• [WHAT TO DO] For the entries that follow, say how many lines hold the string "also", with nothing else in the reply.

[SUPPLIED RECORDS Boundary: Start]

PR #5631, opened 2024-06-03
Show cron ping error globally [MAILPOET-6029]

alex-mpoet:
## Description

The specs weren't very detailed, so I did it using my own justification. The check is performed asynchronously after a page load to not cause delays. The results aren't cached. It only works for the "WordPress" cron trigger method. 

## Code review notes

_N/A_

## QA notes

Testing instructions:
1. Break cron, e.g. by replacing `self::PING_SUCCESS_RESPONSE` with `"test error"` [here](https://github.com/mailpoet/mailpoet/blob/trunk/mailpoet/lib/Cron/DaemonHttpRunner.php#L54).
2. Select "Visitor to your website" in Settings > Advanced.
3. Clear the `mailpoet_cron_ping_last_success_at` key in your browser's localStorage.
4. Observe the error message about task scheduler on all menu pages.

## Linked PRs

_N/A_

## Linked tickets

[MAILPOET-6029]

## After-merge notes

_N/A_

[SUPPLIED RECORDS Boundary: End]
[SUPPLIED RECORDS Boundary: Start]

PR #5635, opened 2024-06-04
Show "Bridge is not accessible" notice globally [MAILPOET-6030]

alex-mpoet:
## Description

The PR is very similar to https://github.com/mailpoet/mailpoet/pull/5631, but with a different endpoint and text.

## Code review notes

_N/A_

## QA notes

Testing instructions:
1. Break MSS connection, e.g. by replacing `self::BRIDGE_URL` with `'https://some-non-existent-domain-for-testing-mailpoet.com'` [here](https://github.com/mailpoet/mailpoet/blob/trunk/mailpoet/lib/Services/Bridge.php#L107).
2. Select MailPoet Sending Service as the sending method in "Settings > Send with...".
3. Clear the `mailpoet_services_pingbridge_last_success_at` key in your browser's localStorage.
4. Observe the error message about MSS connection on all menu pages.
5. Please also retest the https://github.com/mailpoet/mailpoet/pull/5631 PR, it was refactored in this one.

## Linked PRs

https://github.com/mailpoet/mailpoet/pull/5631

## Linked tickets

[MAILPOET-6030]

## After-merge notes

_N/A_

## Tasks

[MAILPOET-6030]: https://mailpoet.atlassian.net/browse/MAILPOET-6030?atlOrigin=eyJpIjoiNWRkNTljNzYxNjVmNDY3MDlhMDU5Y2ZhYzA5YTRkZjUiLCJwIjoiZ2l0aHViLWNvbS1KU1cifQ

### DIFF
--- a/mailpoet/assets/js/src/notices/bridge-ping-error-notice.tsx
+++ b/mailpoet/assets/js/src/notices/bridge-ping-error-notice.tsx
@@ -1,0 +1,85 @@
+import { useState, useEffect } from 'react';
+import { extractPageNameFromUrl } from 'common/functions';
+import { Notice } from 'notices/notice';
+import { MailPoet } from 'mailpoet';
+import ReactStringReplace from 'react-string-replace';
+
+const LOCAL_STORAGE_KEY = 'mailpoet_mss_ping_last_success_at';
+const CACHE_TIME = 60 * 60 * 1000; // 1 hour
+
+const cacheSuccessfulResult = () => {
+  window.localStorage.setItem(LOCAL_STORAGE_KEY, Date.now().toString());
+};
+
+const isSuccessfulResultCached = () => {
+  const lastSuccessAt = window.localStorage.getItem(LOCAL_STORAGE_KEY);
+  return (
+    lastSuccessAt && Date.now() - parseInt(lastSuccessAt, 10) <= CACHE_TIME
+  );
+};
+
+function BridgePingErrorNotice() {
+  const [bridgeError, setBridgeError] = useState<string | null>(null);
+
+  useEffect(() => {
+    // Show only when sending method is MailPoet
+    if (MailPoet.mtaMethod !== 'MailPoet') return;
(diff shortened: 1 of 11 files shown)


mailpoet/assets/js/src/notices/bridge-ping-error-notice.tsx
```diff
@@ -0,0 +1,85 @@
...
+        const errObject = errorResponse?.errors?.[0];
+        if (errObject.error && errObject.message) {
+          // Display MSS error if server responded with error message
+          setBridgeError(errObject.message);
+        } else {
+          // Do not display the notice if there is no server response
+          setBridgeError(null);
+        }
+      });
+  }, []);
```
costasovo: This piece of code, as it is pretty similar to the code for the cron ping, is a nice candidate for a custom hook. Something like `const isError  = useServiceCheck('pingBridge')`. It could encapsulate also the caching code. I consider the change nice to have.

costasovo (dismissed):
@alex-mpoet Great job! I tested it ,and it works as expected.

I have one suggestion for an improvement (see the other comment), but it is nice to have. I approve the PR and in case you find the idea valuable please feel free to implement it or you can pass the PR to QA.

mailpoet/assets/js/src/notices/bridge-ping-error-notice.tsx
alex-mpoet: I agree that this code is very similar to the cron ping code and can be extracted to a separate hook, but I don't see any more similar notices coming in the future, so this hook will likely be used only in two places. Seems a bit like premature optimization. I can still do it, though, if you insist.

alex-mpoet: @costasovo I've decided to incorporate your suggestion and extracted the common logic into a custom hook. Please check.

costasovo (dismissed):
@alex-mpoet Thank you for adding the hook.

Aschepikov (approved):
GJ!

[SUPPLIED RECORDS Boundary: End]

• [TASK OUTPUT] 2